**Extracted entries**.
PR #178, opened 2021-12-17
Better support for free runs, add free kills

Rinn:
- Move Free Runs into /Resources
- Add Free Kills
- Use shared ActionSource class for both runs and kills sources, which includes potential count (will currently overcount if counters are shared) and cost to use
- Support more robust filtering of actions
- Support merging actions
- Special case `Asdon Martin: Spring-Loaded Front Bumper` to only be used if a backup free run source is found
- Add support for various other free runs and kills


src/resources/FreeKill.ts
```diff
@@ -0,0 +1,167 @@
...
+      equipmentRequirements: () =>
+        new Requirement([], {
+          forceEquip: $items`Lil' Doctor™ bag`,
+        }),
+    }
+  ),
+
+  new ActionSource(
+    $skill`Asdon Martin: Missile Launcher`,
+    () => (!get("_missileLauncherUsed") && AsdonMartin.have() ? 1 : 0),
```
horrible-little-slime, line 75: I think we want .installed(), not .have(); if not, we should account for whether your workshed was changed today. This likely applies to the bumperbanish too,

horrible-little-slime (commented):
I would love to see jsdocs for pretty much all of these functions; I know it's a pain, but you're cooking up a whole new system here and clarity is important.

src/resources/action.ts
```diff
@@ -0,0 +1,141 @@
...
+    preparation: () => {
+      let success = true;
+      options.forEach(
+        (option) =>
+          (success = success && (!option?.preparation || option?.preparation()))
+      );
+      return success;
+    },
+    // Return thet firs familiar if multiples need them
+    familiar: options
```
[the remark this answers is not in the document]
Rinn: yeah idk it's not ideal, maybe i should just make it throw the exception if the merge is impossible

src/resources/FreeRun.ts
```diff
@@ -0,0 +1,272 @@
...
+    if (bumperIndex === -1) return 1;
+    return myTurncount() - parseInt(banishes[bumperIndex + 1]) > 30 ? 1 : 0;
+  },
+  Macro.skill($skill`Asdon Martin: Spring-Loaded Front Bumper`),
+  {
+    preparation: () => AsdonMartin.fillTo(50),
+  }
+);
+
+const freeRunSources: ActionSource[] = [
```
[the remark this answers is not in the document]
Rinn: my thought was to have a separate file for banishers entirely

horrible-little-slime:
Would having it return null be too tedious to code around?

src/resources/FreeRun.ts
```diff
@@ -0,0 +1,272 @@
...
+  // Free limited sources
+  new ActionSource(
+    $familiar`Frumious Bandersnatch`,
+    () =>
+      have($familiar`Frumious Bandersnatch`) &&
+      (have($effect`Ode to Booze`) || getSongCount() < getSongLimit()) &&
+      Bandersnatch.getRemainingRunaways() > 0
+        ? 0
```
Rinn, line 65: whoops didn't implement bander or boots potential yet

src/resources/FreeRun.ts
```diff
@@ -0,0 +1,272 @@
...
+          cliExecute(`fold stinky cheese eye`);
+        return have($item`stinky cheese eye`);
+      },
+    }
+  ),
+
+  new ActionSource(
+    $item`navel ring of navel gazing`,
+    () =>
+      have($item`navel ring of navel gazing`) ? 3 - get("_navelRunaways") : 0,
```
phulin, line 194:
```suggestion
      have($item`navel ring of navel gazing`) ? Math.max(0, 3 - get("_navelRunaways")) : 0,
```

src/resources/action.ts
```diff
@@ -0,0 +1,141 @@
...
+      ]),
+    preparation: () => {
+      let success = true;
+      options.forEach(
+        (option) =>
+          (success = success && (!option?.preparation || option?.preparation()))
+      );
+      return success;
+    },
+    // Return thet firs familiar if multiples need them
```
phulin, line 38:
```suggestion
    // Return the first familiar if multiples need them
```

src/resources/action.ts
```diff
@@ -0,0 +1,141 @@
...
+    this.macro = macro;
+    this.options = options;
+  }
+
+  name(): string {
+    return `${this.source}`;
+  }
+
+  available(): boolean {
+    return this.potential() !== 0;
```
phulin, line 72:
```suggestion
    return this.potential() > 0;
```

This way we don't have to be as careful about making sure things don't go negative (and more robust to tracking bugs, I think).

src/resources/FreeRun.ts
phulin: this is probably the trickiest part conceptually as I'm sure you know, unless you want to maximize for familiar weight every turn. the way I've done it in the past is to have a daily pref for when we've tried and failed, but I don't know if that is generic enough here. Maybe it is.

src/resources/FreeRun.ts
```diff
@@ -0,0 +1,272 @@
...
+    {
+      equipmentRequirements: () =>
+        new Requirement([], { forceEquip: $items`navel ring of navel gazing` }),
+    }
+  ),
+
+  new ActionSource(
+    $item`Greatest American Pants`,
+    () =>
+      have($item`Greatest American Pants`) ? 3 - get("_navelRunaways") : 0,
```
phulin, line 205: same as above

src/resources/FreeRun.ts
```diff
@@ -0,0 +1,272 @@
...
+    Macro.skill($skill`Show your boring familiar pictures`),
+    {
+      equipmentRequirements: () =>
+        new Requirement([], { forceEquip: $items`familiar scrapbook` }),
+    }
+  ),
+
+  new ActionSource(
+    $item`peppermint parasol`,
+    () => 3 - get("_navelRunaways"),
```
phulin, line 231: same as above

src/resources/FreeRun.ts
```diff
@@ -0,0 +1,272 @@
...
+    Macro.item($item`peppermint parasol`),
+    {
+      preparation: () => retrieveItem($item`peppermint parasol`),
+      cost: () => (mallPrice($item`peppermint sprout`) * 5) / 10, // Breaks after 10 uses
```
phulin, line 235:
```suggestion
      cost: () => Math.min(mallPrice($item`peppermint sprout`) * 5, mallPrice($item`peppermint parasol`))) / 10, // Breaks after 10 uses
```

src/resources/FreeRun.ts
```diff
@@ -0,0 +1,272 @@
...
+  ),
+
+  // Expensive unlimited sources
+  ...$items`Louder Than Bomb, divine champagne popper, tennis ball`.map(
+    (item) =>
+      new ActionSource(item, () => -1, Macro.item(item), {
+        preparation: () => retrieveItem(item),
+        cost: () => mallPrice(item),
+      })
+  ),
```
phulin, line 246: Add human musk?

src/resources/action.ts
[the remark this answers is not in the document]
phulin: I think it should just return null if the merge is impossible

src/resources/action.ts
```diff
@@ -0,0 +1,141 @@
...
+    equipmentRequirements: () =>
+      Requirement.merge([
+        ...options.map(
+          (option) =>
+            option.equipmentRequirements?.() ?? new Requirement([], {})
+        ),
+      ]),
+    preparation: () => {
+      let success = true;
+      options.forEach(
```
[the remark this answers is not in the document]
phulin: notionally this should be a for loop since it's stateful - I try not to use `forEach` since I don't like the syntax, can you change to a for loop?

phulin (commented):
Wow, this is really cool! I left some minor comments but can we also move the files to a new directory? maybe `/actions`?

src/resources/action.ts
```diff
@@ -0,0 +1,141 @@
...
+    this.potential = potential;
+    this.macro = macro;
+    this.options = options;
+  }
+
+  name(): string {
+    return `${this.source}`;
+  }
+
+  available(): boolean {
```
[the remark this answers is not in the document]
Rinn: Yeah. I suppose we could do a speculative maximize the first time and use that to estimate the max bander\boots runs?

**What you have to do**.
Please set down the whole listing above without altering a single line.

**Task solution**.
PR #178, opened 2021-12-17
Better support for free runs, add free kills

Rinn:
- Move Free Runs into /Resources
- Add Free Kills
- Use shared ActionSource class for both runs and kills sources, which includes potential count (will currently overcount if counters are shared) and cost to use
- Support more robust filtering of actions
- Support merging actions
- Special case `Asdon Martin: Spring-Loaded Front Bumper` to only be used if a backup free run source is found
- Add support for various other free runs and kills


src/resources/FreeKill.ts
```diff
@@ -0,0 +1,167 @@
...
+      equipmentRequirements: () =>
+        new Requirement([], {
+          forceEquip: $items`Lil' Doctor™ bag`,
+        }),
+    }
+  ),
+
+  new ActionSource(
+    $skill`Asdon Martin: Missile Launcher`,
+    () => (!get("_missileLauncherUsed") && AsdonMartin.have() ? 1 : 0),
```
horrible-little-slime, line 75: I think we want .installed(), not .have(); if not, we should account for whether your workshed was changed today. This likely applies to the bumperbanish too,

horrible-little-slime (commented):
I would love to see jsdocs for pretty much all of these functions; I know it's a pain, but you're cooking up a whole new system here and clarity is important.

src/resources/action.ts
```diff
@@ -0,0 +1,141 @@
...
+    preparation: () => {
+      let success = true;
+      options.forEach(
+        (option) =>
+          (success = success && (!option?.preparation || option?.preparation()))
+      );
+      return success;
+    },
+    // Return thet firs familiar if multiples need them
+    familiar: options
```
[the remark this answers is not in the document]
Rinn: yeah idk it's not ideal, maybe i should just make it throw the exception if the merge is impossible

src/resources/FreeRun.ts
```diff
@@ -0,0 +1,272 @@
...
+    if (bumperIndex === -1) return 1;
+    return myTurncount() - parseInt(banishes[bumperIndex + 1]) > 30 ? 1 : 0;
+  },
+  Macro.skill($skill`Asdon Martin: Spring-Loaded Front Bumper`),
+  {
+    preparation: () => AsdonMartin.fillTo(50),
+  }
+);
+
+const freeRunSources: ActionSource[] = [
```
[the remark this answers is not in the document]
Rinn: my thought was to have a separate file for banishers entirely

horrible-little-slime:
Would having it return null be too tedious to code around?

src/resources/FreeRun.ts
```diff
@@ -0,0 +1,272 @@
...
+  // Free limited sources
+  new ActionSource(
+    $familiar`Frumious Bandersnatch`,
+    () =>
+      have($familiar`Frumious Bandersnatch`) &&
+      (have($effect`Ode to Booze`) || getSongCount() < getSongLimit()) &&
+      Bandersnatch.getRemainingRunaways() > 0
+        ? 0
```
Rinn, line 65: whoops didn't implement bander or boots potential yet

src/resources/FreeRun.ts
```diff
@@ -0,0 +1,272 @@
...
+          cliExecute(`fold stinky cheese eye`);
+        return have($item`stinky cheese eye`);
+      },
+    }
+  ),
+
+  new ActionSource(
+    $item`navel ring of navel gazing`,
+    () =>
+      have($item`navel ring of navel gazing`) ? 3 - get("_navelRunaways") : 0,
```
phulin, line 194:
```suggestion
      have($item`navel ring of navel gazing`) ? Math.max(0, 3 - get("_navelRunaways")) : 0,
```

src/resources/action.ts
```diff
@@ -0,0 +1,141 @@
...
+      ]),
+    preparation: () => {
+      let success = true;
+      options.forEach(
+        (option) =>
+          (success = success && (!option?.preparation || option?.preparation()))
+      );
+      return success;
+    },
+    // Return thet firs familiar if multiples need them
```
phulin, line 38:
```suggestion
    // Return the first familiar if multiples need them
```

src/resources/action.ts
```diff
@@ -0,0 +1,141 @@
...
+    this.macro = macro;
+    this.options = options;
+  }
+
+  name(): string {
+    return `${this.source}`;
+  }
+
+  available(): boolean {
+    return this.potential() !== 0;
```
phulin, line 72:
```suggestion
    return this.potential() > 0;
```

This way we don't have to be as careful about making sure things don't go negative (and more robust to tracking bugs, I think).

src/resources/FreeRun.ts
phulin: this is probably the trickiest part conceptually as I'm sure you know, unless you want to maximize for familiar weight every turn. the way I've done it in the past is to have a daily pref for when we've tried and failed, but I don't know if that is generic enough here. Maybe it is.

src/resources/FreeRun.ts
```diff
@@ -0,0 +1,272 @@
...
+    {
+      equipmentRequirements: () =>
+        new Requirement([], { forceEquip: $items`navel ring of navel gazing` }),
+    }
+  ),
+
+  new ActionSource(
+    $item`Greatest American Pants`,
+    () =>
+      have($item`Greatest American Pants`) ? 3 - get("_navelRunaways") : 0,
```
phulin, line 205: same as above

src/resources/FreeRun.ts
```diff
@@ -0,0 +1,272 @@
...
+    Macro.skill($skill`Show your boring familiar pictures`),
+    {
+      equipmentRequirements: () =>
+        new Requirement([], { forceEquip: $items`familiar scrapbook` }),
+    }
+  ),
+
+  new ActionSource(
+    $item`peppermint parasol`,
+    () => 3 - get("_navelRunaways"),
```
phulin, line 231: same as above

src/resources/FreeRun.ts
```diff
@@ -0,0 +1,272 @@
...
+    Macro.item($item`peppermint parasol`),
+    {
+      preparation: () => retrieveItem($item`peppermint parasol`),
+      cost: () => (mallPrice($item`peppermint sprout`) * 5) / 10, // Breaks after 10 uses
```
phulin, line 235:
```suggestion
      cost: () => Math.min(mallPrice($item`peppermint sprout`) * 5, mallPrice($item`peppermint parasol`))) / 10, // Breaks after 10 uses
```

src/resources/FreeRun.ts
```diff
@@ -0,0 +1,272 @@
...
+  ),
+
+  // Expensive unlimited sources
+  ...$items`Louder Than Bomb, divine champagne popper, tennis ball`.map(
+    (item) =>
+      new ActionSource(item, () => -1, Macro.item(item), {
+        preparation: () => retrieveItem(item),
+        cost: () => mallPrice(item),
+      })
+  ),
```
phulin, line 246: Add human musk?

src/resources/action.ts
[the remark this answers is not in the document]
phulin: I think it should just return null if the merge is impossible

src/resources/action.ts
```diff
@@ -0,0 +1,141 @@
...
+    equipmentRequirements: () =>
+      Requirement.merge([
+        ...options.map(
+          (option) =>
+            option.equipmentRequirements?.() ?? new Requirement([], {})
+        ),
+      ]),
+    preparation: () => {
+      let success = true;
+      options.forEach(
```
[the remark this answers is not in the document]
phulin: notionally this should be a for loop since it's stateful - I try not to use `forEach` since I don't like the syntax, can you change to a for loop?

phulin (commented):
Wow, this is really cool! I left some minor comments but can we also move the files to a new directory? maybe `/actions`?

src/resources/action.ts
```diff
@@ -0,0 +1,141 @@
...
+    this.potential = potential;
+    this.macro = macro;
+    this.options = options;
+  }
+
+  name(): string {
+    return `${this.source}`;
+  }
+
+  available(): boolean {
```
[the remark this answers is not in the document]
Rinn: Yeah. I suppose we could do a speculative maximize the first time and use that to estimate the max bander\boots runs?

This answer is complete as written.